The integration of human papillomavirus (HPV) is closely related to the occurrence of cervical cancer. However, little is known about the complete state of HPV integration into the host genome.
In this study, three HPV-positive cell lines, HeLa, SiHa, and CaSki, were subjected to NANOPORE long-read sequencing to detect HPV integration. Analysis of viral integration patterns using independently developed software (HPV-TSD) yielded multiple complete integration patterns for the three HPV cell lines.

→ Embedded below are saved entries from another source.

PR #1851, opened 2023-12-16
Disease code refactor (Part 1)

Forien:
Refactored some of the code responsible for handling Actor's diseases. 

For the most part, changes could be described as one of the following:
- Styling improvements
- Reducing code duplication (DRY)
- Improving readability and adding JSDoc comments
- Replacing `.then()` syntax with `await` syntax inside `async` function

But there are also several instances of actual changes and improvements, such as:
- Adding `await` in places, where lack of it could lead to data loss and/or race conditions
- Fixing actual errors.

---
**More info in commit [review/comments](https://github.com/moo-man/WFRP4e-FoundryVTT/pull/1851/files).**

---
I realize that **most of these methods** will need an additional pass when Disease are migrated (currently, I am unable to created new Items on this branch because of migration errors). 

However, there are some lines that need an additional scrutiny:

~~### 1. Here, both "diseases" are not found in the compendiums, so `lingeringDisease` will always be `null`.~~
~~https://github.com/moo-man/WFRP4e-FoundryVTT/pull/1851/files#diff-c588f96685c7089ee5b43e41afbdb538af2993de610f58860343fe75a30cab2eR1414-R1418~~
Resolved in commits.

### 2. Here, the variable `removeEffects` was never defined (and if it were, it would already be an array, so the line itself is somewhat weird). 
https://github.com/moo-man/WFRP4e-FoundryVTT/pull/1851/files#diff-c588f96685c7089ee5b43e41afbdb538af2993de610f58860343fe75a30cab2eR1426

### DIFF
--- a/modules/actor/actor-wfrp4e.js
+++ b/modules/actor/actor-wfrp4e.js
@@ -1283,125 +1283,155 @@ export default class ActorWfrp4e extends WFRP4eDocumentMixin(Actor)
     }
   }
 
+  /**
+   * Decrements all injuries of this Actor
+   *
+   * @return {Promise<void>}
+   */
   async decrementInjuries() {
-    this.injuries.forEach(i => this.decrementInjury(i))
+    for (let i of this.injuries)
+      await this.decrementInjury(i);
   }
 
+  /**
+   * Decrements a `duration` value for the Injury.
+   * If `duration` reaches 0, inform about Injury being finished.
+   *
+   * @param {ItemWfrp4e}injury
+   *
+   * @return {Promise<*>}
+   */
   async decrementInjury(injury) {
     if (isNaN(injury.system.duration.value))
       return ui.notifications.notify(game.i18n.format("CHAT.InjuryError", { injury: injury.name }))
 
-    injury = duplicate(injury)
-    injury.system.duration.value--
+    injury = foundry.utils.duplicate(injury);
+    injury.system.duration.value--;
 
-    if (injury.system.duration.value < 0)
+    if (injury.system.duration.value <= 0) {
       injury.system.duration.value = 0;
-
-    if (injury.system.duration.value == 0) {
-      let chatData = game.wfrp4e.utility.chatDataSetup(game.i18n.format("CHAT.InjuryFinish", { injury: injury.name }), "gmroll")
-      chatData.speaker = { alias: this.name }
-      ChatMessage.create(chatData)
+      let chatData = game.wfrp4e.utility.chatDataSetup(game.i18n.format("CHAT.InjuryFinish", { injury: injury.name }), "gmroll");
+      chatData.speaker = { alias: this.name };
+      ChatMessage.create(chatData);
     }
-    this.updateEmbeddedDocuments("Item", [injury]);
+
+    await this.updateEmbeddedDocuments("Item", [injury]);
   }
 
-
+  /**
+   * Decrements all diseases of this Actor
+   *
+   * @return {Promise<void>}
+   */
   async decrementDiseases() {
-    this.diseases.forEach(d => this.decrementDisease(d))
+    for (let d of this.diseases)
+      await this.decrementDisease(d);
   }
 
+  /**
+   * Decrements a value for Disease's `incubation` or `duration` attribute, depending on whether it is active or not.
+   * If value reaches 0, activates (if `incubation`), or finishes (if `duration`) the Disease.
+   *
+   * @param {ItemWfrp4e} disease
+   *
+   * @return {Promise<void>}
+   */
   async decrementDisease(disease) {
-    let d = duplicate(disease)
-    if (!d.system.duration.active) {
-      if (Number.isNumeric(d.system.incubation.value)) {
+    let d = foundry.utils.duplicate(disease);
+    let type = d.system.duration.active ? 'duration' : 'incubation';
 
-        d.system.incubation.value--
-        if (d.system.incubation.value <= 0) {
-          this.activateDisease(d)
-          d.system.incubation.value = 0;
-        }
-      }
-      else {
-        let chatData = game.wfrp4e.utility.chatDataSetup(`Attempted to decrement ${d.name} incubation but value is non-numeric`, "gmroll", false)
-        chatData.speaker = { alias: this.name }
-        ChatMessage.create(chatData)
-      }
-    }
-    else {
-      if (Number.isNumeric(d.system.duration.value)) {
+    if (Number.isNumeric(d.system[type].value)) {
+      d.system[type].value--;
 
-        d.system.duration.value--
-        if (d.system.duration.value == 0)
-          this.finishDisease(d)
+      if (d.system[type].value <= 0) {
+        d.system[type].value = 0;
+
+        if (type === 'incubation')
+          await actor.activateDisease(d);
+
+        if (type === 'duration')
+          await actor.finishDisease(d);
       }
-      else {
-        let chatData = game.wfrp4e.utility.chatDataSetup(`Attempted to decrement ${d.name} duration but value is non-numeric`, "gmroll", false)
-        chatData.speaker = { alias: this.name }
-        ChatMessage.create(chatData)
-      }
+    } else {
+      let chatData = game.wfrp4e.utility.chatDataSetup(`Attempted to decrement ${d.name} ${type} but value is non-numeric`, "gmroll", false);
+      chatData.speaker = {alias: this.name};
+      ChatMessage.create(chatData);
     }
-    this.updateEmbeddedDocuments("Item", [d])
+
+    await this.updateEmbeddedDocuments("Item", [d])
   }
 
+  /**
+   *
+   * @param {ItemWfrp4e} disease
+   *
+   * @return {Promise<void>}
+   */
   async activateDisease(disease) {
     disease.system.duration.active = true;
     disease.system.incubation.value = 0;
-    let msg = game.i18n.format("CHAT.DiseaseIncubation", { disease: disease.name })
+    let msg = game.i18n.format("CHAT.DiseaseIncubation", { disease: disease.name });
+
     try {
-      let durationRoll = (await new Roll(disease.system.duration.value).roll()).total
-      msg += game.i18n.format("CHAT.DiseaseDuration", { duration: durationRoll, unit: disease.system.duration.unit })
+      let durationRoll = (await new Roll(disease.system.duration.value).roll()).total;
+      msg += game.i18n.format("CHAT.DiseaseDuration", { duration: durationRoll, unit: disease.system.duration.unit });
       disease.system.duration.value = durationRoll;
-    }
-    catch (e) {
-      msg += game.i18n.localize("CHAT.DiseaseDurationError")
+    } catch (e) {
+      msg += game.i18n.localize("CHAT.DiseaseDurationError");
     }
 
-    let chatData = game.wfrp4e.utility.chatDataSetup(msg, "gmroll", false)
-    chatData.speaker = { alias: this.name }
-    ChatMessage.create(chatData)
+    let chatData = game.wfrp4e.utility.chatDataSetup(msg, "gmroll", false);
+    chatData.speaker = { alias: this.name };
+    ChatMessage.create(chatData);
   }
 
+  /**
+   * Finishes disease and handles Lingering symptoms.
+   *
+   * @param {ItemWfrp4e} disease
+   *
+   * @return {Promise<void>}
+   */
   async finishDisease(disease) {
-
     let msg = game.i18n.format("CHAT.DiseaseFinish", { disease: disease.name })
 
-    if (disease.system.symptoms.includes("lingering")) {
+    if (disease.system.symptoms.value.includes("lingering")) {
       let lingering = disease.effects.find(e => e.name.includes("Lingering"))
       if (lingering) {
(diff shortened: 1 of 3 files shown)


modules/actor/actor-wfrp4e.js
```diff
@@ -1283,125 +1283,155 @@ export default class ActorWfrp4e extends WFRP4eDocumentMixin(Actor)
...
   }
 
+  /**
+   * Decrements all injuries of this Actor
+   *
+   * @return {Promise<void>}
+   */
   async decrementInjuries() {
-    this.injuries.forEach(i => this.decrementInjury(i))
+    for (let i of this.injuries)
```
Forien, line 1292: Changing `forEach` to `for…of` allows async function to properly `await` all execution

modules/actor/actor-wfrp4e.js
```diff
@@ -1283,125 +1283,155 @@ export default class ActorWfrp4e extends WFRP4eDocumentMixin(Actor)
...
+   *
+   * @return {Promise<*>}
+   */
   async decrementInjury(injury) {
     if (isNaN(injury.system.duration.value))
       return ui.notifications.notify(game.i18n.format("CHAT.InjuryError", { injury: injury.name }))
 
-    injury = duplicate(injury)
-    injury.system.duration.value--
+    injury = foundry.utils.duplicate(injury);
```
Forien, line 1308: Just in case there will be a time when Foundry will stop supporting global functions. They seem to push usage of the `foundry.utils` getter, and it makes for better IDE highlighting.

modules/actor/actor-wfrp4e.js
```diff
@@ -1283,125 +1283,155 @@ export default class ActorWfrp4e extends WFRP4eDocumentMixin(Actor)
...
+    injury.system.duration.value--;
 
-    if (injury.system.duration.value < 0)
+    if (injury.system.duration.value <= 0) {
       injury.system.duration.value = 0;
-
-    if (injury.system.duration.value == 0) {
```
Forien, line 1300: Swapping two `if` statements into single one, that in the end works exactly the same

modules/actor/actor-wfrp4e.js
```diff
@@ -1283,125 +1283,155 @@ export default class ActorWfrp4e extends WFRP4eDocumentMixin(Actor)
...
-      chatData.speaker = { alias: this.name }
-      ChatMessage.create(chatData)
+      let chatData = game.wfrp4e.utility.chatDataSetup(game.i18n.format("CHAT.InjuryFinish", { injury: injury.name }), "gmroll");
+      chatData.speaker = { alias: this.name };
+      ChatMessage.create(chatData);
     }
-    this.updateEmbeddedDocuments("Item", [injury]);
-  }
 
+    await this.updateEmbeddedDocuments("Item", [injury]);
```
Forien, line 1318: adding `await`, since it's an `async` function. Just to avoid potential race condition

modules/actor/actor-wfrp4e.js
```diff
@@ -1283,125 +1283,155 @@ export default class ActorWfrp4e extends WFRP4eDocumentMixin(Actor)
...
+  }
 
+  /**
+   * Decrements all diseases of this Actor
+   *
+   * @return {Promise<void>}
+   */
   async decrementDiseases() {
-    this.diseases.forEach(d => this.decrementDisease(d))
+    for (let d of this.diseases)
```
Forien, line 1327: Changing `forEach` to `for…of` allows async function to properly `await` all execution

modules/actor/actor-wfrp4e.js
```diff
@@ -1283,125 +1283,155 @@ export default class ActorWfrp4e extends WFRP4eDocumentMixin(Actor)
...
-      else {
-        let chatData = game.wfrp4e.utility.chatDataSetup(`Attempted to decrement ${d.name} incubation but value is non-numeric`, "gmroll", false)
-        chatData.speaker = { alias: this.name }
-        ChatMessage.create(chatData)
-      }
-    }
-    else {
-      if (Number.isNumeric(d.system.duration.value)) {
+    let d = foundry.utils.duplicate(disease);
+    let type = d.system.duration.active ? 'duration' : 'incubation';
```
Forien, line 1342: Simplified an `if` statement that practically reused the same code in both `if` and `else` parts.

modules/actor/actor-wfrp4e.js
```diff
@@ -1283,125 +1283,155 @@ export default class ActorWfrp4e extends WFRP4eDocumentMixin(Actor)
...
-        chatData.speaker = { alias: this.name }
-        ChatMessage.create(chatData)
+    if (Number.isNumeric(d.system[type].value)) {
+      d.system[type].value--;
+
+      if (d.system[type].value <= 0) {
+        d.system[type].value = 0;
+
+        if (type === 'incubation')
+          await actor.activateDisease(d);
```
Forien, line 1350: Added `await`, since we are updating the disease further in the same function, so we don't lose the data.

modules/actor/actor-wfrp4e.js
```diff
@@ -1283,125 +1283,155 @@ export default class ActorWfrp4e extends WFRP4eDocumentMixin(Actor)
...
+
+        if (type === 'duration')
+          await actor.finishDisease(d);
```
Forien, line 1353: Added `await`, since we are updating the disease further in the same function, so we don't lose the data.

modules/actor/actor-wfrp4e.js
```diff
@@ -1283,125 +1283,155 @@ export default class ActorWfrp4e extends WFRP4eDocumentMixin(Actor)
...
       }
+    } else {
+      let chatData = game.wfrp4e.utility.chatDataSetup(`Attempted to decrement ${d.name} ${type} but value is non-numeric`, "gmroll", false);
+      chatData.speaker = {alias: this.name};
+      ChatMessage.create(chatData);
     }
-    this.updateEmbeddedDocuments("Item", [d])
+
+    await this.updateEmbeddedDocuments("Item", [d])
```
Forien, line 1361: Added `await`, since it's an `async` function

modules/actor/actor-wfrp4e.js
```diff
@@ -1283,125 +1283,155 @@ export default class ActorWfrp4e extends WFRP4eDocumentMixin(Actor)
...
-              fromUuid("Compendium.wfrp4e-core.diseases.kKccDTGzWzSXCBOb").then(disease => {
-                this.createEmbeddedDocuments("Item", [disease.toObject()])
-              })
-            }
-            else if (negSL >= 6) {
-              msg += game.i18n.localize("CHAT.LingeringRot")
-              fromUuid("Compendium.wfrp4e-core.diseases.M8XyRs9DN12XsFTQ").then(disease => {
-                this.createEmbeddedDocuments("Item", [disease.toObject()])
-              })
-            }
```
Forien, line 1391: In this code block I did two things.

1. I replaced the `.then()` syntax with the `await` syntax, since we are in `async` function and it improves readability of the code
2. I removed the call to deprecated `actor.basicTest(setupData)` in favor of `test.roll()`

**Probably worth mentioning that both UUIDs provided here return `null`, so it needs fixing.**

modules/actor/actor-wfrp4e.js
```diff
@@ -1283,125 +1283,155 @@ export default class ActorWfrp4e extends WFRP4eDocumentMixin(Actor)
...
+   * @param {ItemWfrp4e} disease
+   *
+   * @return {Promise<void>}
+   */
   async finishDisease(disease) {
-
     let msg = game.i18n.format("CHAT.DiseaseFinish", { disease: disease.name })
 
-    if (disease.system.symptoms.includes("lingering")) {
+    if (disease.system.symptoms.value.includes("lingering")) {
```
Forien, line 1398: Fixing error that happened every time:
image

modules/actor/actor-wfrp4e.js
```diff
@@ -1283,125 +1283,155 @@ export default class ActorWfrp4e extends WFRP4eDocumentMixin(Actor)
...
+            lingeringDisease = await fromUuid("Compendium.wfrp4e-core.diseases.M8XyRs9DN12XsFTQ");
           }
-        }))
+
+          if (lingeringDisease)
+            await this.createEmbeddedDocuments("Item", [lingeringDisease.toObject()]);
+        }
       }
+    } else {
+      // await this.deleteEmbeddedDocuments("ActiveEffect", [removeEffects]);
```
Forien, line 1426: `removeEffects` was not defined at all in the function, so commenting it for now. I realize that these functions will need an additional pass once Diseases and Symptoms are migrated.

modules/actor/actor-wfrp4e.js
moo-man: They also seem to push `deepClone` instead of `duplicate` so that might as well change too.

modules/actor/actor-wfrp4e.js
moo-man: Might be worth changing `decrementDisease` to return the modified object data, then calling `updateEmbeddedDocuments` to get it all done in a single database call, but that might need to wait until diseases utilize the new effect system.

modules/actor/actor-wfrp4e.js
```diff
@@ -1283,125 +1283,155 @@ export default class ActorWfrp4e extends WFRP4eDocumentMixin(Actor)
...
-            else if (negSL >= 6) {
-              msg += game.i18n.localize("CHAT.LingeringRot")
-              fromUuid("Compendium.wfrp4e-core.diseases.M8XyRs9DN12XsFTQ").then(disease => {
-                this.createEmbeddedDocuments("Item", [disease.toObject()])
-              })
-            }
+        let difficulty = lingering.name.substring(lingering.name.indexOf("(") + 1, lingering.name.indexOf(")")).toLowerCase();
+
+        let test = await this.setupSkill(game.i18n.localize("NAME.Endurance"), { difficulty });
+        test.roll();
```
moo-man, line 1404: `test.roll()` is async, does this work without awaiting it? Probably should await just in case.

modules/actor/actor-wfrp4e.js
```diff
@@ -1283,125 +1283,155 @@ export default class ActorWfrp4e extends WFRP4eDocumentMixin(Actor)
...
+
+          if (negSL <= 1) {
+            let roll = (await new Roll("1d10").roll()).total;
+            msg += game.i18n.format("CHAT.LingeringExtended", { duration: roll });
+          } else if (negSL <= 5) {
+            msg += game.i18n.localize("CHAT.LingeringFestering");
+            lingeringDisease = await fromUuid("Compendium.wfrp4e-core.diseases.kKccDTGzWzSXCBOb");
+          } else if (negSL >= 6) {
+            msg += game.i18n.localize("CHAT.LingeringRot");
+            lingeringDisease = await fromUuid("Compendium.wfrp4e-core.diseases.M8XyRs9DN12XsFTQ");
```
moo-man, line 1418: Regarding `null`, change `diseases` to `items` and it should find them.

modules/actor/actor-wfrp4e.js
Forien: Yeah, you're right :D

modules/actor/actor-wfrp4e.js
Forien: That might be worth looking into, however for now I just wanted to fix the obvious errors I was getting and prepare code to be more easily maintained in the future. I did it for this branch because I know that this will most likely need more scrutiny when the new effects are done.

modules/actor/actor-wfrp4e.js
Forien: Changed

modules/model/item/disease.js
```diff
@@ -1,59 +1,67 @@
...
-      {
-        let properties = [];
-        properties.push(`<b>${game.i18n.localize("Contraction")}:</b> ${this.contraction.value}`);
-        properties.push(`<b>${game.i18n.localize("Incubation")}:</b> <a class = 'chat-roll'><i class='fas fa-dice'></i> ${this.incubation.value}</a>`);
-        properties.push(`<b>${game.i18n.localize("Duration")}:</b> <a class = 'chat-roll'><i class='fas fa-dice'></i> ${this.duration.value}</a>`);
-        properties.push(`<b>${game.i18n.localize("Symptoms")}:</b> ${(this.symptoms.value.split(",").map(i => i = "<a class ='symptom-tag'><i class='fas fa-user-injured'></i> " + i.trim() + "</a>")).join(", ")}`);
-        if (this.permanent.value)
-          properties.push(`<b>${game.i18n.localize("Permanent")}:</b> ${this.permanent.value}`);
-        return properties;
-      }
```
Forien, line 58: Whole file shows as changed becuase of formatting, actual change can be seen in specific commit: https://github.com/moo-man/WFRP4e-FoundryVTT/pull/1851/commits/ed6fe9651f0bf56b074e4b23d1f8db0e2e7ceee7

Forien:
New code will automatically set `incubation.value` to `0` in disease contracted from **Lingering** symptom.

I would suggest changing the `Festering Wound` (`Compendium.wfrp4e-core.items.Item.kKccDTGzWzSXCBOb`) incubation to `1d10` and `days` as unit. Currently unit is missing and `incubation.value` is not parseable.
I understand the need of clarification, but I think it should be moved to description.

Alternatively, we could modify the code to only try to parse stuff **before a comma** as `roll formula`.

We found distinct differences between the integration patterns of HPV18 and HPV16. Furthermore, the integration characteristics of the viruses were significantly different, even though they all belonged to HPV16 integration. The HPV integration in the CaSki cells was relatively complex. The HPV18 integration status in HeLa cells was the dominant, whereas the percentage of integrated HPV 16 in SiHa and CaSki cells was significantly lower. In addition, the virus sequences in the HeLa cells were incomplete and existed in an integrated state. We also identified a large number of tandem repeats in HPV16 and HPV18 integration. Our study not only clarified the feasibility of high-throughput long-read sequencing in the study of HPV integration, but also explored a variety of HPV integration models, and confirmed that viral integration is an important form of HPV in cell lines.
Elucidating HPV integration patterns will provide critical guidance for developing a detection algorithm for HPV integration, as well as the application of virus integration in clinical practice and drug research and development.